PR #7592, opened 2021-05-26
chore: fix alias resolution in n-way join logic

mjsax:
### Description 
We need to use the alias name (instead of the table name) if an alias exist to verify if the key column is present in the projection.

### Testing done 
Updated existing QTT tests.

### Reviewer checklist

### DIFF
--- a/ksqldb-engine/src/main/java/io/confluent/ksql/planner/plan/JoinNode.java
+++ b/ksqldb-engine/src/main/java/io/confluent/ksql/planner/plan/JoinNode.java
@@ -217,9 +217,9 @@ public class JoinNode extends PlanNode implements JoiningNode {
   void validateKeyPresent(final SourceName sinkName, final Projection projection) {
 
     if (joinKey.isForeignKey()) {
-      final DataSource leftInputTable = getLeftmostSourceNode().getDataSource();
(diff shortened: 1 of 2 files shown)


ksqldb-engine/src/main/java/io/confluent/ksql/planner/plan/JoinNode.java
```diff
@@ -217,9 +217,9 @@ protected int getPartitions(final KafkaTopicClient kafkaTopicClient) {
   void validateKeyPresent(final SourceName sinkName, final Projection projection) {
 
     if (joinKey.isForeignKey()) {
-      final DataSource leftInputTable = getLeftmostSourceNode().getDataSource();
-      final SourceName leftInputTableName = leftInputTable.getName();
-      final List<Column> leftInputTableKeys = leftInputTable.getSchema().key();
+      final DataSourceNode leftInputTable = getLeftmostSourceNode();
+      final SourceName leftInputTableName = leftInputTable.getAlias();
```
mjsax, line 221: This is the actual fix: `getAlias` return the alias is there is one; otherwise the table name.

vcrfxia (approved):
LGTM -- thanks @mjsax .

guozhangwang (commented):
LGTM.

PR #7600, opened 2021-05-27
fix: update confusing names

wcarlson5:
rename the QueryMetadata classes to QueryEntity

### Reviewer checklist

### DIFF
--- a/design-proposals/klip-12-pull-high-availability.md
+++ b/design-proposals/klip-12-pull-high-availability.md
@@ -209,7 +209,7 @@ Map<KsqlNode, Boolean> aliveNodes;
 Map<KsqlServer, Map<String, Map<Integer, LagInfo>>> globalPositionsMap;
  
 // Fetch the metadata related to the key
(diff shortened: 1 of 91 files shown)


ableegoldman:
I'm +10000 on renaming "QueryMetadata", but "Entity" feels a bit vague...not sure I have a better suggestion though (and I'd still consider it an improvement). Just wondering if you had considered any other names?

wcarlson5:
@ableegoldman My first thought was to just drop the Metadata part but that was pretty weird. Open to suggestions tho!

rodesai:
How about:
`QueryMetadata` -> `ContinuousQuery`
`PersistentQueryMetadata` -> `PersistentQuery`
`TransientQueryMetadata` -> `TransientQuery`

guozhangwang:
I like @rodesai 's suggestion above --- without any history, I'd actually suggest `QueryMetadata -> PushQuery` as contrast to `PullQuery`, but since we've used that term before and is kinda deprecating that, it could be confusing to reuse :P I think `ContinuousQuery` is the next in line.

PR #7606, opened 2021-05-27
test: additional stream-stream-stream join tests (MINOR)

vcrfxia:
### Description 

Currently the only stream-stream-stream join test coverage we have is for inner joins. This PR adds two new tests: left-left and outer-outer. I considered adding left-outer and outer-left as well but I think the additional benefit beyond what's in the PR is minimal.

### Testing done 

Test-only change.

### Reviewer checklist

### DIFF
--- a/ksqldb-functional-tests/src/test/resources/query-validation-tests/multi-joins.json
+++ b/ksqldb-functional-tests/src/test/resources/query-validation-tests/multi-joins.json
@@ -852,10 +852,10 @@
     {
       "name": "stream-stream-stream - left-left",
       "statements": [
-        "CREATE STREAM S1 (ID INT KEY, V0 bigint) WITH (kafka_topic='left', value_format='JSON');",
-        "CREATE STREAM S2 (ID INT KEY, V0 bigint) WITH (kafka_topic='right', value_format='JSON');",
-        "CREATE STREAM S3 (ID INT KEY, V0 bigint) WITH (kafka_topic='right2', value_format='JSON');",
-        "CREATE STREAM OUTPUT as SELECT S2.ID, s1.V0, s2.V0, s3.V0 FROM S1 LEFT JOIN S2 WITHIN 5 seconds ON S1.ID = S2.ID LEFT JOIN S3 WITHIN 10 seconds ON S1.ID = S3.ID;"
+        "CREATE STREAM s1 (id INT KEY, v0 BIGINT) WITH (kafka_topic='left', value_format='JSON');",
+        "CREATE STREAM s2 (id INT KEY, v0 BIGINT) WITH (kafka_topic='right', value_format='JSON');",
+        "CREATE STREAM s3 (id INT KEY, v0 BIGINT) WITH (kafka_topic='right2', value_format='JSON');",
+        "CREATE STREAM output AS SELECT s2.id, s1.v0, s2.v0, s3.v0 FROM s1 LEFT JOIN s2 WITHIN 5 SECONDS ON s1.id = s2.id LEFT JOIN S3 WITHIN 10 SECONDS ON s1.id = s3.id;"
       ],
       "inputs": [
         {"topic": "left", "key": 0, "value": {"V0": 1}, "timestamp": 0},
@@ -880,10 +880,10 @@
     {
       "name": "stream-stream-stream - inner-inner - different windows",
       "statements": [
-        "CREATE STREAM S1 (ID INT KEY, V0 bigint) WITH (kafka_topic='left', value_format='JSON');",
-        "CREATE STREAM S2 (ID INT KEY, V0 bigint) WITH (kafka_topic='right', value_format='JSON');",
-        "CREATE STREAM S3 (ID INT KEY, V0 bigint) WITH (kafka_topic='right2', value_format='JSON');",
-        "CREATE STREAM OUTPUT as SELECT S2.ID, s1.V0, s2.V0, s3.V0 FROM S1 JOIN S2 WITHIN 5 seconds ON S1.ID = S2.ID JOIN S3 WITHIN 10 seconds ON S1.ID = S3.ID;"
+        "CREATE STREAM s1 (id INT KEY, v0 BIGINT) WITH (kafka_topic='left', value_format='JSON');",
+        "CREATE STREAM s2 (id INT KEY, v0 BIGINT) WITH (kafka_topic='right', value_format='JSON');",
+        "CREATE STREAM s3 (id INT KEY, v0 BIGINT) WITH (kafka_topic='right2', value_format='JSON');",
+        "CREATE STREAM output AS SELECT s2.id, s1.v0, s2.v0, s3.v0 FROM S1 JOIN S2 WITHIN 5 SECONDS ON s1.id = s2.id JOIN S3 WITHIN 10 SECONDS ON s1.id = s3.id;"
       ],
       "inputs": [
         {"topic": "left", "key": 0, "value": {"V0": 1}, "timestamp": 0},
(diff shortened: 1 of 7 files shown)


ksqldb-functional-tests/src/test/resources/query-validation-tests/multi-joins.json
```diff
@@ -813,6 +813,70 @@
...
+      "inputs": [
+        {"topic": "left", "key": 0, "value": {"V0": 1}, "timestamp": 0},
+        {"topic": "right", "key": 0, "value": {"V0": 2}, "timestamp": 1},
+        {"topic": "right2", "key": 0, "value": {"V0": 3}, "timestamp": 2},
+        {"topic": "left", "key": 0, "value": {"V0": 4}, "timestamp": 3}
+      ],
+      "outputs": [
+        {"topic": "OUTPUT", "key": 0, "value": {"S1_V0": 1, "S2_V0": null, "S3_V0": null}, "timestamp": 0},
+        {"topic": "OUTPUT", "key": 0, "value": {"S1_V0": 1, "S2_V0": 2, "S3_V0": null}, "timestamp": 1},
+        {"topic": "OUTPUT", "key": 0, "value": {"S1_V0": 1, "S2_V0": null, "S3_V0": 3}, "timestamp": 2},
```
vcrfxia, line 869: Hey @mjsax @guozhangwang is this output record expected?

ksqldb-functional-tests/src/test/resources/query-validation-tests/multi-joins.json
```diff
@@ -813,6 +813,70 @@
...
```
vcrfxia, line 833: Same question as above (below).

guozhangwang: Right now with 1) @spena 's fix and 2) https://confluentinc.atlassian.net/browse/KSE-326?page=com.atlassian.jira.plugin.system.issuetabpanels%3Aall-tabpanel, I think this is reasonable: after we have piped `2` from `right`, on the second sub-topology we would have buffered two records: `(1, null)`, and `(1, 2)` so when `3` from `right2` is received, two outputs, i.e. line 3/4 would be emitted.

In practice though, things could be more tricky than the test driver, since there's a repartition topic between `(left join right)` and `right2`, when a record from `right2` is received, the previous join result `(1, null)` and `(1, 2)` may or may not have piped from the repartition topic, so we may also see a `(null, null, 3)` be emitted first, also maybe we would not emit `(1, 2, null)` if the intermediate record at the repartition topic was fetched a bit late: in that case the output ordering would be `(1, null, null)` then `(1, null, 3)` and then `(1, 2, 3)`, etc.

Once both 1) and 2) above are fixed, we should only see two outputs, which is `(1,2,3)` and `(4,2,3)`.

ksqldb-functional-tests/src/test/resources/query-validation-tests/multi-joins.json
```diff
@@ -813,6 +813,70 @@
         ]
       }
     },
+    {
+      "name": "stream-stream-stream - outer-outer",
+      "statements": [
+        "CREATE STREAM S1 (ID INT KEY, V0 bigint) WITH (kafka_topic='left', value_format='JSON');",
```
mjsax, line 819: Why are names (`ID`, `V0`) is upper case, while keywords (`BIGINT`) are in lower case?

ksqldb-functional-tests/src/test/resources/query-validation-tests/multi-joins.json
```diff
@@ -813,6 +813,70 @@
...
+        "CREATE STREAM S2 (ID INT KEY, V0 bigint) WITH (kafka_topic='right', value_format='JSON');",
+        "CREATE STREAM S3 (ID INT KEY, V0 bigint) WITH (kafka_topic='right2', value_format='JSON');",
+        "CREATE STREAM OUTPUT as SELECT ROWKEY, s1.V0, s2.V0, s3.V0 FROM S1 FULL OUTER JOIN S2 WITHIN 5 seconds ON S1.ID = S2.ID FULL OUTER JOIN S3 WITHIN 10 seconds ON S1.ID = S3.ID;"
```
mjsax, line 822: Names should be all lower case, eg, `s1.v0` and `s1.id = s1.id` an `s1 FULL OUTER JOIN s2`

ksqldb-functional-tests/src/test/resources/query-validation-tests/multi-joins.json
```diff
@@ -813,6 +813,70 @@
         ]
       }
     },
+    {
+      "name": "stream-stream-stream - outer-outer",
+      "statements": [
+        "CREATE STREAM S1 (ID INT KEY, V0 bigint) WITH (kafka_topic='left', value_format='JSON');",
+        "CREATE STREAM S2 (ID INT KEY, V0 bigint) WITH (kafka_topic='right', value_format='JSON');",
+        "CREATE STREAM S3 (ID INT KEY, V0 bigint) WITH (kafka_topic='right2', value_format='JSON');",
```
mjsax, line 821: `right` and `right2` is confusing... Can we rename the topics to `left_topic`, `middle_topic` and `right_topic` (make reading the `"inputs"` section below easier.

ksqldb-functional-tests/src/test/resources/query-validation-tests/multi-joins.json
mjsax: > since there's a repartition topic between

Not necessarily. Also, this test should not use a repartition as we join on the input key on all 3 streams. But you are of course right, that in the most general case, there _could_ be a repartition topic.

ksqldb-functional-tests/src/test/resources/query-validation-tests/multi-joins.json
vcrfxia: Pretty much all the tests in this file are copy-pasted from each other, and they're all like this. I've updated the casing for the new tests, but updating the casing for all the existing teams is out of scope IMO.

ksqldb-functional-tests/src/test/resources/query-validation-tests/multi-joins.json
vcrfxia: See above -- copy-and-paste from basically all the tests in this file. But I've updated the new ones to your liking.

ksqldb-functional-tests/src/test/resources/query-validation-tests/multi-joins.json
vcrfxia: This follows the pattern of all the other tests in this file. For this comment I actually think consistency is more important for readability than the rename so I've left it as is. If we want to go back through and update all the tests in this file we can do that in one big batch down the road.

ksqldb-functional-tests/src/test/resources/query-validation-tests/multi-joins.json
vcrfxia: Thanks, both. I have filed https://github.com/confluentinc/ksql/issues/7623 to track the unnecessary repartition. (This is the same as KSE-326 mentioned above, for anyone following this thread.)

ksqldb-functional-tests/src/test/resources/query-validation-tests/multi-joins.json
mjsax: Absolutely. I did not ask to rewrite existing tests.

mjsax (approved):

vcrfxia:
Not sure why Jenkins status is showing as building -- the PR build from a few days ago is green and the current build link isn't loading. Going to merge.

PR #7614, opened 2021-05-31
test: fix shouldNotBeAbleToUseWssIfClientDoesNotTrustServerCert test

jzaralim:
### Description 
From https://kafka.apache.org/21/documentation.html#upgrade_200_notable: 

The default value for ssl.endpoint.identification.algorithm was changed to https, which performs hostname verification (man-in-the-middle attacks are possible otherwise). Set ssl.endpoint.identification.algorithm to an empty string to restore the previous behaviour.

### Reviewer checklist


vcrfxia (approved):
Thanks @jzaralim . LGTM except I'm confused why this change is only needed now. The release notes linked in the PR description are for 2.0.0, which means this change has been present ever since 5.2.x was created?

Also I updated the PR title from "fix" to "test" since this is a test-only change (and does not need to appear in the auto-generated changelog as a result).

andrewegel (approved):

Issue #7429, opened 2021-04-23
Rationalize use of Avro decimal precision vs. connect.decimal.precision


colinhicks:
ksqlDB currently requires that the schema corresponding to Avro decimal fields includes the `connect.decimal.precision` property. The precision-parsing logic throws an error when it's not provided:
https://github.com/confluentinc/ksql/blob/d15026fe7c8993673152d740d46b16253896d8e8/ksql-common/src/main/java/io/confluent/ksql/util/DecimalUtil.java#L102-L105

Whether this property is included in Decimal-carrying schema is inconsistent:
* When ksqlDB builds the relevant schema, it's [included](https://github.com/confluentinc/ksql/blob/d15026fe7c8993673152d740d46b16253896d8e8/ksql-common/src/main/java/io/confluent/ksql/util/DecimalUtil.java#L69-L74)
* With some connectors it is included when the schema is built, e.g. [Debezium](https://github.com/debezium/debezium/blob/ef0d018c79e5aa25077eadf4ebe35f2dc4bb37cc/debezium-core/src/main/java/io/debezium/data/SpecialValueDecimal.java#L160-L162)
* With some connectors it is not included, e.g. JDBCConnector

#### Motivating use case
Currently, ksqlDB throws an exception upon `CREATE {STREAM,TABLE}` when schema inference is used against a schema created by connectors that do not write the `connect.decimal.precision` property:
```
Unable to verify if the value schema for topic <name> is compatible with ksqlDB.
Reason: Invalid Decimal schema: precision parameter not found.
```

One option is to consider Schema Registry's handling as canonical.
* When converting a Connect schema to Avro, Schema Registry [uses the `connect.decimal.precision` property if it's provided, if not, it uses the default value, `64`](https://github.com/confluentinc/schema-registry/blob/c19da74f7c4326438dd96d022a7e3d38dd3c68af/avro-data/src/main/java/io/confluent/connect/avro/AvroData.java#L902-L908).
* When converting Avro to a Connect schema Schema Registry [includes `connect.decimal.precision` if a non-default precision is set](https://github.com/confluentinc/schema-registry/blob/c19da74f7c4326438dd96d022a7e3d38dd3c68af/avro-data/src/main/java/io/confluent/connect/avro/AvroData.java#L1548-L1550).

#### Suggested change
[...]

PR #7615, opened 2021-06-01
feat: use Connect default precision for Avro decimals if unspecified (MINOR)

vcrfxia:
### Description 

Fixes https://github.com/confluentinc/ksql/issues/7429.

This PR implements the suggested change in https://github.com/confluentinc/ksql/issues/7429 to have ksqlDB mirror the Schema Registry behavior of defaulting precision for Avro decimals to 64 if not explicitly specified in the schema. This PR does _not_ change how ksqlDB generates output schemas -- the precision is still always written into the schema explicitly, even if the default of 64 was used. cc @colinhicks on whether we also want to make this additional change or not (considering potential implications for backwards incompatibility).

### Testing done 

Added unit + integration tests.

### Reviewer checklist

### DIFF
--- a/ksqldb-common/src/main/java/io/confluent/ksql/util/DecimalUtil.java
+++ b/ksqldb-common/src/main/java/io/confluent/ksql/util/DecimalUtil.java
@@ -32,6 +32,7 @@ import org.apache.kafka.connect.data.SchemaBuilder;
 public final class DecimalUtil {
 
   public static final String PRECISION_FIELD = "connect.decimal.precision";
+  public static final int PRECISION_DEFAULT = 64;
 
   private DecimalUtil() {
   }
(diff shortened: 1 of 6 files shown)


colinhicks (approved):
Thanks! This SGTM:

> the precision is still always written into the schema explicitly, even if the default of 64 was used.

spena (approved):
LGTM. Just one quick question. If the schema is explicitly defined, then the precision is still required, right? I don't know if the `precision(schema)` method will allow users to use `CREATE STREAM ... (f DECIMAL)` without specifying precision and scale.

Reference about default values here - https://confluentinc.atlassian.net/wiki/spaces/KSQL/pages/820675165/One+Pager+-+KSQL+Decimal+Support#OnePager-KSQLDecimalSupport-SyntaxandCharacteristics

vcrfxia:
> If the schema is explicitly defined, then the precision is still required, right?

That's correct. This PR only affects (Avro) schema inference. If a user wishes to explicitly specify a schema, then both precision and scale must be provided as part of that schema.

-----

* [WHAT THE EXERCISE ASKS]
Find how many lines in the preceding listing contain the word "JoinNode", and answer with that number only.

* [WRITTEN RESPONSE]
4